• _Work task_: Only one stretch of the listing below is wanted. Begin at the line that has "- WhisperX downloads", stop after the line that has "Progress is shown", and repeat every line in between exactly.

• _Available records_:
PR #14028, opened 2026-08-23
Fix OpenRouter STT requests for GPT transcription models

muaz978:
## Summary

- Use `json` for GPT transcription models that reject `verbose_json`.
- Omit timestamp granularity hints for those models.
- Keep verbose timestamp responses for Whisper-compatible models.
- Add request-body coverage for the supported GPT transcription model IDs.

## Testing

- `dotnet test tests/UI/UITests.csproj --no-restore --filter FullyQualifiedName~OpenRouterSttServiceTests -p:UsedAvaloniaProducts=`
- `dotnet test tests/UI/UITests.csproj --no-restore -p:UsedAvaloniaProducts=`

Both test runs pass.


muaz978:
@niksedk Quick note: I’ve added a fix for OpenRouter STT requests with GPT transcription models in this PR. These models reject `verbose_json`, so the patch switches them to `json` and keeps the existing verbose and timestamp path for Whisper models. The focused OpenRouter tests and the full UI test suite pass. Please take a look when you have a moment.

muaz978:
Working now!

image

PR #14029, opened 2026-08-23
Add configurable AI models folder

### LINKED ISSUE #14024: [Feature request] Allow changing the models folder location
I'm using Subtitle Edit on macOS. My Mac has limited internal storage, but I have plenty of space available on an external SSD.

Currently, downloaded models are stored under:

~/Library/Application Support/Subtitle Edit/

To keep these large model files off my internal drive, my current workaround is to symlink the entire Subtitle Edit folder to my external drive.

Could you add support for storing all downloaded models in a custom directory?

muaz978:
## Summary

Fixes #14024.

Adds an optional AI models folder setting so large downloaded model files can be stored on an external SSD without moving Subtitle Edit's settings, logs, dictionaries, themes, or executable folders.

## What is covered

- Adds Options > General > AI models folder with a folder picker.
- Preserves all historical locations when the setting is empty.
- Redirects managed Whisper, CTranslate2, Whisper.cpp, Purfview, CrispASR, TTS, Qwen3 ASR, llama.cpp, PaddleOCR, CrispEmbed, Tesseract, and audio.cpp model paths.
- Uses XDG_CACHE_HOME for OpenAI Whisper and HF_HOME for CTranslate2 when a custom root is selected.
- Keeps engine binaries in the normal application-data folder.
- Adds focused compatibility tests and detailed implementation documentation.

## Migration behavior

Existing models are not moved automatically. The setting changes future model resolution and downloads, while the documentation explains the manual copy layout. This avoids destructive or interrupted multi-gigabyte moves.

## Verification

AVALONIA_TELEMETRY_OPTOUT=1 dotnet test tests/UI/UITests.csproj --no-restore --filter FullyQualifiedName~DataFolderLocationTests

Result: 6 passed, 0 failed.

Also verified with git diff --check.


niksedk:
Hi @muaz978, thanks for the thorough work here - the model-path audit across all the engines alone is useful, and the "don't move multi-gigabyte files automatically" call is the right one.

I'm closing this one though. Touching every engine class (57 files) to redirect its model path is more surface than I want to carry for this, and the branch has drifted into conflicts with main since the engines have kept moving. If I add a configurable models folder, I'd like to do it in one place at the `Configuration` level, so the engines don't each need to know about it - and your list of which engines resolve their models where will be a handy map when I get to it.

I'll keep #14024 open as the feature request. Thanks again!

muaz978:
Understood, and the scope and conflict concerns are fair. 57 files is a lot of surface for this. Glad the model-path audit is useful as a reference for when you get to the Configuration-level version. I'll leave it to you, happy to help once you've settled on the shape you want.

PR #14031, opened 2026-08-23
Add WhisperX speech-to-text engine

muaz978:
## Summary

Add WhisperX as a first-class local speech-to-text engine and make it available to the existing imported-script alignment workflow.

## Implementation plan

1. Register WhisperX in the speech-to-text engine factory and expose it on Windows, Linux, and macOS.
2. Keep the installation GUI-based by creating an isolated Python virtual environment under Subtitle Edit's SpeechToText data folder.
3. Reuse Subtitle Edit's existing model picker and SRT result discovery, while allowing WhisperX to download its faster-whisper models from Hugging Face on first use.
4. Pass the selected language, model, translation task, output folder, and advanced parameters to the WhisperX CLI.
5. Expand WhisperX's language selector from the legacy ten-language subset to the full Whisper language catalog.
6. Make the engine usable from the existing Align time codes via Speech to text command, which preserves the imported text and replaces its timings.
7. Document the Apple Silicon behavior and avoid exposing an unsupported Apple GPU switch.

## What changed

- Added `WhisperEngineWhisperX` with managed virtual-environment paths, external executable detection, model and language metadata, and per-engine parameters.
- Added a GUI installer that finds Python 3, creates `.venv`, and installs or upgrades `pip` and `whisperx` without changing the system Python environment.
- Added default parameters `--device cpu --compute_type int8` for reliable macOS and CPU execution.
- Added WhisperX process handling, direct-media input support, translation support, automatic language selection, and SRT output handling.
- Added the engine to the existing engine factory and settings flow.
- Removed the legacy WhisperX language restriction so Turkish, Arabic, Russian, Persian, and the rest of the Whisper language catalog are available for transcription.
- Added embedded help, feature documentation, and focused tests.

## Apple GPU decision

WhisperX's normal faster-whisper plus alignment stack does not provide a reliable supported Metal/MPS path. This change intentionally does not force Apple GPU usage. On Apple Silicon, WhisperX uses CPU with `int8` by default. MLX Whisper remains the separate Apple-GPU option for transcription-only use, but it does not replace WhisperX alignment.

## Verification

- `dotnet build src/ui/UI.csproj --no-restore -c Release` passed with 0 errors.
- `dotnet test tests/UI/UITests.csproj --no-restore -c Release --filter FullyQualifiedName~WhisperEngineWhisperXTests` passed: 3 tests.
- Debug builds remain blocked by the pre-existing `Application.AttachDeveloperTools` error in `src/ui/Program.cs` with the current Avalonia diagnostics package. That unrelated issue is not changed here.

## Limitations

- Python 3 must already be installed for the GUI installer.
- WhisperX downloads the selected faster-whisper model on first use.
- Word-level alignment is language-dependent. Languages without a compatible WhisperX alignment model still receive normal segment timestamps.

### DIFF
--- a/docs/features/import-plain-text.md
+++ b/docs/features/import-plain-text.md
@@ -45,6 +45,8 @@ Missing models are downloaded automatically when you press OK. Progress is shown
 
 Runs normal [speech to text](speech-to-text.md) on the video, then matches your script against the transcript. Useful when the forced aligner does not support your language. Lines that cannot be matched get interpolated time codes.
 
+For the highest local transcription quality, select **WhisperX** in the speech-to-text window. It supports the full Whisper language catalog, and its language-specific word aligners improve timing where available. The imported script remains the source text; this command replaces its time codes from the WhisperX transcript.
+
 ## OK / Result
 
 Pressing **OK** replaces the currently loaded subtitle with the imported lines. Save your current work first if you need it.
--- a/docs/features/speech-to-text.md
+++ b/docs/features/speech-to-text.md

• _Response to this exercise_:
- WhisperX downloads the selected faster-whisper model on first use.
- Word-level alignment is language-dependent. Languages without a compatible WhisperX alignment model still receive normal segment timestamps.

### DIFF
--- a/docs/features/import-plain-text.md
+++ b/docs/features/import-plain-text.md
@@ -45,6 +45,8 @@ Missing models are downloaded automatically when you press OK. Progress is shown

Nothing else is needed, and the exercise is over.